Using a hash function Tokenization during Text Classification on memory constrained devices

13 May 2020

I've recently been looking at machine learning techniques for analysing data, in particularly text classification and sentiment analysis. For this I'm using Tensor Flow Lite which can be run against edge devices such as microcontrollers. Thanks to Simone Salerno, I've got this running on an Arduino MKR ZeroArduino MKR Zero using his EloquentTinyML library.

But there are some challenges with processing text. To get the best results some processing is recommended.

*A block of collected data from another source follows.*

PR #499, opened 2021-07-01
E2E-602: offender address type

axle-h:
New fields returned on offender address as in Delius:
* type: latest personal circumstances sub type
* type verified: latest personal circumstances evidenced flag
* latest assessment date: latest address assessment, assessment date
* created & updated datetimes


src/main/java/uk/gov/justice/digital/delius/data/api/Address.java
```diff
@@ -7,24 +7,64 @@
...
+    @ApiModelProperty(name = "Address type")
+    private KeyValue type;
+
+    @ApiModelProperty(name = "Address type is verified/evidenced", example = "true")
+    private Boolean typeVerified;
+
+    @ApiModelProperty(name = "If address previously assessed then the latest assessment date and time", example = "2021-06-11T12:00:00")
+    private LocalDateTime latestAssessmentDate;
+
+    @ApiModelProperty(name = "Date and time that this address was created", example = "2021-06-11T13:00:00")
```
andymarke, line 65: Curious, why do you need these?

andymarke (approved):
LGTM

src/main/java/uk/gov/justice/digital/delius/data/api/Address.java
axle-h: Not sure why the offender manager needs them and there are some technical issues with the placement on the mock-up here but they're part of the design. On second thoughts though the created time is not required currently - just thought them best to come as a pair?!
image

andymarke: cool, not an issue, just curious - rare that clients need these dates so nice to see use cases when they do

PR #500, opened 2021-07-02
E2E-602: expose new gender identity fields

axle-h:
New gender identity fields on offender now returned in offender detail response


andymarke (approved):
LGTM

PR #502, opened 2021-07-06
IC-2050 When creating an NSI and in the case of multiple RAR requirements, take the latest

mahalrmoj:
**What is included in this change?**
The creation of a NSI and the association of a referral was implemented on the basis that there is only ever one active requirement per service user sentence. This is not always the case. It has been agreed that should multiple exist, the one with the latest start date should be chosen and associated to the NSI. Where start date is the same, the later create date time is used.

This is to resolve a matter arising in production with approximately 1% of referrals raised by R&M.

**Are there any breaking changes?**
None, but introduced createDateTime in api class Requirement.


mxco86 (approved):
LGTM

andymarke (approved):
LGTM

PR #504, opened 2021-07-08
Pic 1452 secure offender court report

chris-faulkner-mojdt:
Takes the insecure endpoint at 
[(https://community-api-public.test.probation.service.justice.gov.uk/swagger-ui/index.html?urls.primaryName=NewTech%20Private%20APIs#/Offender%20Court%20Reports/getOffenderCourtReportByCrnAndCourtReportIdUsingGET)] and add it to a new secured `CourtReportResource`.

The endpoint will also apply the same user exclusion / restriction checks as found in `OffenderResource`.

This will be consumed initially by court-case-service and only a small subset of the fields found in the original controller will be required here so a smaller response objact is used.


src/main/java/uk/gov/justice/digital/delius/controller/secure/CourtReportResource.java
```diff
@@ -0,0 +1,65 @@
...
+        log.info("Call to getOffenderCourtReportByCrnAndCourtReportId");
+        return courtReportResponseEntityOf(offenderService.offenderIdOfCrn(crn), courtReportId);
+    }
+
+    private ResponseEntity<CourtReportMinimal> courtReportResponseEntityOf(Optional<Long> maybeOffenderId,  Long courtReportId) {
+        final var maybeCourtReport = maybeOffenderId.flatMap(offenderId -> courtReportService.courtReportMinimalFor(offenderId, courtReportId));
+        return maybeCourtReport.map(courtReport -> new ResponseEntity<>(courtReport, OK))
+                                .orElseGet(() -> new ResponseEntity<>(HttpStatus.NOT_FOUND));
+
+    }
```
andymarke, line 63: very minor, and just an observation, we tend to throw  a NotFoundException and not return  ResponseEntity, but to be honest not sure if I prefer the entity approach anyway, a bit more functional.

src/main/java/uk/gov/justice/digital/delius/service/CourtReportService.java
```diff
@@ -37,12 +38,21 @@ public CourtReportService(CourtReportRepository courtReportRepository) {
...
+    public Optional<CourtReportMinimal> courtReportMinimalFor(Long offenderId, Long courtReportId) {
+
+        return notDeletedCourtReportFor(offenderId, courtReportId)
+            .map(CourtReportTransformer::courtReportMinimalOf);
+    }
+
+    private Optional<uk.gov.justice.digital.delius.jpa.standard.entity.CourtReport> notDeletedCourtReportFor(Long offenderId, Long courtReportId) {
+        Optional<uk.gov.justice.digital.delius.jpa.standard.entity.CourtReport> maybeCourtReport = courtReportRepository.findByOffenderIdAndCourtReportId(offenderId, courtReportId);
+        return maybeCourtReport.filter(this::notDeleted);
+    }
```
andymarke, line 54: Observation, slightly nicer to move the deleted filter to repo, we have noticed a few occasions where bad/corrupt data in Delius is causing JPA errors, even for records we end up filtering, e.g where lazy loading isn't happening.

I think I have concluded that might be better to push filtering down to repo (define the soft_deleted as a boolean makes it even easier). I think there are some examples around

andymarke (dismissed):
LGTM

src/main/java/uk/gov/justice/digital/delius/controller/secure/CourtReportResource.java
chris-faulkner-mojdt: I was really just copying the code that already existed here. Will apply as you suggest.

src/main/java/uk/gov/justice/digital/delius/service/CourtReportService.java
chris-faulkner-mojdt: OK - have seen     `Optional<Offender> findByCrnAndSoftDeletedFalse(String crn);` . Previously, I have also seen it done with a "Where" annotation on the entity itself. There's only one place something similar happens.

andymarke (approved):
LGTM

PR #505, opened 2021-07-09
IC-2067 Exclude soft deleted RARs during NSI Creation/Referral Sent process

mahalrmoj:
What is included in this change?
During the referral start/NSI creation request, a requirement is selected from the specified sentence. Soft deleted requirements must be excluded from the selection.

What is the intent behind these changes?
This is to resolve a matter arising in production by R&M.

Are there any breaking changes?
None, but introduced attribute softDeleted in api class Requirement.

### DIFF
--- a/src/main/java/uk/gov/justice/digital/delius/service/RequirementService.java
+++ b/src/main/java/uk/gov/justice/digital/delius/service/RequirementService.java
@@ -127,6 +127,7 @@ public class RequirementService {
         return getRequirementsByConvictionId(crn, eventId)
             .getRequirements().stream()
             .filter(Requirement::getActive)
+            .filter(requirement -> !requirement.getSoftDeleted())
             .filter(requirement ->
                 ofNullable(requirement.getRequirementTypeMainCategory())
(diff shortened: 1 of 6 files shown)


src/main/java/uk/gov/justice/digital/delius/service/RequirementService.java
```diff
@@ -127,6 +127,7 @@ public LicenceConditions getLicenceConditionsByConvictionId(String crn, Long con
         return getRequirementsByConvictionId(crn, eventId)
             .getRequirements().stream()
             .filter(Requirement::getActive)
+            .filter(requirement -> !requirement.getSoftDeleted())
```
axle-h, line 130: isnt this technically a breaking change?

axle-h (approved):

src/main/java/uk/gov/justice/digital/delius/service/RequirementService.java
mahalrmoj: This method is only used by our Referral Service that creates NSIs. I have done a find usages to confirm this.

PR #507, opened 2021-07-09
E2E-630: personal contact address

axle-h:
expose personal contact address

### DIFF
--- a/src/main/java/uk/gov/justice/digital/delius/data/api/AddressSummary.java
+++ b/src/main/java/uk/gov/justice/digital/delius/data/api/AddressSummary.java
@@ -1,0 +1,37 @@
+package uk.gov.justice.digital.delius.data.api;
+
+import io.swagger.annotations.ApiModelProperty;
+import lombok.AllArgsConstructor;
+import lombok.Builder;
+import lombok.Data;
+import lombok.NoArgsConstructor;
+
+@Data
+@Builder(toBuilder = true)
+@AllArgsConstructor
+@NoArgsConstructor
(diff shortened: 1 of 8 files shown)


src/main/java/uk/gov/justice/digital/delius/data/api/AddressSummary.java
```diff
@@ -0,0 +1,37 @@
...
+import lombok.AllArgsConstructor;
+import lombok.Builder;
+import lombok.Data;
+import lombok.NoArgsConstructor;
+
+@Data
+@Builder(toBuilder = true)
+@AllArgsConstructor
+@NoArgsConstructor
+public class AddressSummary {
```
andymarke, line 13: What is the rational for having this class alongside the existing API Address class?

andymarke (approved):
LGTM

src/main/java/uk/gov/justice/digital/delius/data/api/AddressSummary.java
axle-h: The existing address is an offender address, mapped from OFFENDER_ADDRESS & includes offender specific stuff like type, status, assessments (so should really have been named as such).

axle-h: I thought about renaming it but this would be a breaking change for any client using a generated client

andymarke: Perfect. Makes sense

PR #71, opened 2015-09-03
Sunstone kerberos support

alvarosimon:
This PR includes a new sunstone auth script called `remote` to support Kerberos/freeip. It's similar to X509 auth, the auth work is still done by apache. Kerberos users should be included using x509 auth using username@DOMAIN instead of certificate DNs.


jfontan:
Cherry picked into one-4.14 and master branches. Thanks!

PR #72, opened 2015-10-26
fs_lvm without CLVM 

apocas:
Let's try to ditch the CLVM requirement from the `fs_lvm` drivers.

`shared` drivers needed to be tweaked, since `fs_lvm` works with two datastores: a system with type `shared` and image one with type `fs_lvm`.

During live migration the `shared` tm driver is called, `shared` loads the necessary data and calls the correct `tm` driver. (basically `shared` is now a dispatcher'ish for other shared `tm` drivers)

Theoretically this shouldn't break drivers different than `fs_lvm`, but it should be tested nevertheless.

`bc` command was used to do some basic math, a bash guru (which I'm not) should be able to drop this requirement. (frontend should feature the `bc` command ex: `yum install bc`)

Only live migrate works for now, offline migration does not work because `pre` and `postmigrate` `tm` scripts are not called during offline migration.
`vmm` could be tweaked to be `lvm` aware but then it would break compatibility with other scenarios/setups which is a no go.


jmelis:
Hi Pedro,

thanks a lot for this PR. We intend to merge it into the master branch and include it into OpenNebula 5.0. We are leaving this open for a while until we can start with this campaign, but I just wanted to let you know that we are definitely interested in including this!

thanks!

jfontan:
I've merged your changes and made changes in branch [feature-4110](/OpenNebula/one/tree/feature-4110). Some of the changes done:

* `fs_lvm` is now a system datastore TM
* Uses `lvscan` instead of `lvs`. In Ubuntu the command `lvs` does create new device files.
* Enabled cold migrations
* `dd` commands don't use `sudo`. Using `sudo` makes the commands fail in nfs shares with `root_squash` and it is not needed as `oneadmin` should be in `disk` group
* Uses `qemu-img` to create new images. The old method (using `dd`, skip N megabytes and writting 1 byte) creates images of N megabytes plus one byte. Logical Volumes must be multiple of 512 bytes so the size must be exact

The raw text is filtered and cleansed, things like emojis and punctuation are removed.
The text is then pre-processed for example all white spaces are converted to single spaces and upper case letters are made lower case.
Then comes tokenization, this is a 2 step process, firstly the data is split into individual words, then each word is converted to a number. This is needed as Tensor Flow processes numbers not text. Typically this step is done with a big lookup dictionary which is generated at the time of training the model.
Another requirement for Tensor Flow is that the input array is a consistent size, again this is set at the time of training. To complete this the data is padded out to be a consistent length.
Finally the resulting data set is either passed to the model for training or once on the device it is passed the model for prediction and hence to get the results of the process.

Most of these steps are no problem for the board which has a SAMD21 Cortex-M0+ 32bit processor running at 48 Mhz. However, the tokenization step would need a big lookup list to produce all the different data values, something that would not fit into the memory of the microcontroller. o that got me thinking about code that turns strings of letters into numbers. A hash function.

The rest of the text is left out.